Nous n’entrerons pas, ici, dans le deuxième point concernant les changements provoqués par le passage de l’éducation aux mains du gouvernement québécois. Cet élément mériterait en soi d’être discuté, car l’on sent bien que la vision du film n’est pas manichéenne (vision selon laquelle le Bien et le Mal s’opposeraient et l’où on verrait l’enseignement par le ministère de l’Éducation comme meilleur que l’enseignement par les religieux). Cette perception soulève d’intéressants questionnements sur l’éducation et cela, au même moment où des grèves d’étudiants font rage présentement au Québec.
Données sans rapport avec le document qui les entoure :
PR #304, opened 2019-06-14
Fix make -f Makefile.plugins clean

ethanbb:
This fixes `make -f Makefile.plugins clean` on Linux, which was deleting the whole `build` folder including the bitfiles and `libokFrontPanel.so` library. The issue came up since there are now no common libraries, so `$(addsuffix .so,$(notdir $(COMMONDIRS)))` was an empty list, resulting in removing just `$(BINDIR)`.

I changed it to use `$(addprefix ...)` to prevent this, plus use `$(SHAREDDIR)` rather than `$(BINDIR)` since that's where the libraries are now located.


ethanbb:
Closing since this is irrelevant with the new CMake system.

PR #317, opened 2019-09-15
Prevent crash when recording again after recording session with thread turned off

ethanbb:
The following sequence of actions currently crashes the GUI:

* Turn the record thread off in the recording options
* Make a recording (of course, the data doesn't get saved through the record thread, but maybe some plugin makes its own recording somehow)
* Turn the record thread on again
* Try to make a recording.

This happens because events and spikes are still getting added to the record thread's queues when it's not running, which are never being read. Then, when the queues get cleared when starting the real recording, the `AbstractFifo` doesn't get properly reset, so it reports that there are events and spikes available that have actually been cleared, resulting in a null pointer dereference.

It seems to me that both behaviors are wrong, i.e. the events and spikes shouldn't be added when the record thread is off, and also clearing the queues should reset the `AbstractFifo`. So that's what this PR does.

### DIFF
--- a/Source/Processors/RecordNode/EventQueue.h
+++ b/Source/Processors/RecordNode/EventQueue.h
@@ -77,14 +77,14 @@ public:
 	void reset()
 	{
 		m_data.clear();
-        m_fifo.reset();
+		m_fifo.reset();
 		m_data.resize(m_fifo.getTotalSize());
 	}
 
 	void resize(int size)
 	{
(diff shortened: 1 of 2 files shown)


aacuevas:
Thanks!
For the record, disabling the record thread can be useful for the neuropixel plugin, which can make its own recording via the neurpixel API. Is a bit of a temporary workaround.

PR #320, opened 2019-09-27
Show alert window to confirm before quitting GUI

### LINKED ISSUE #313: Gui can be closed without warning
Accidentally clicking the close X promptly closes the gui even during recording. Was thinking there should probably be a warning box to confirm that closing the gui is desired.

Bien entendu, c’est un aspect important de la trame narrative du film et, on a parfois l’impression que, selon la réalisatrice, on regrette les couvents qui étaient associés à la rigueur dans leur éducation.
Par contre, le film apporte des nuances. Bien qu’on y voit un évêque contrarié de « perdre du pouvoir » dans la société québécoise, la critique de la religion et du travail des religieuses, est, selon nous, assez positif. Bien entendu, on sent parfois la critique de la place de la femme dans la religion. Par exemple, lorsqu’une enseignante parle, au sujet des sœurs, de « main d’œuvre bon marché » ou encore, lorsque certaines sœurs voient leurs habits comme des vêtements d’un passé lointain. Tout cela est de bonne guerre. Le film montre aussi qu’on ne peut faire autrement que de regretter la rigueur, la culture, l’engagement de ces sœurs. Ce qui constitue une contrepartie beaucoup plus élogieuse à leur égard. En somme, le film nous fait revisiter un passé pas si lointain de notre histoire avec un regard moins accusateur que l’on a l’habitude d’avoir.
Un compte-rendu de Jeffery Aubin
[1] Je prends la liberté de transformer un vers de ce bon vieux Catulle pour les mettre dans la bouche de Simone Beaulieu.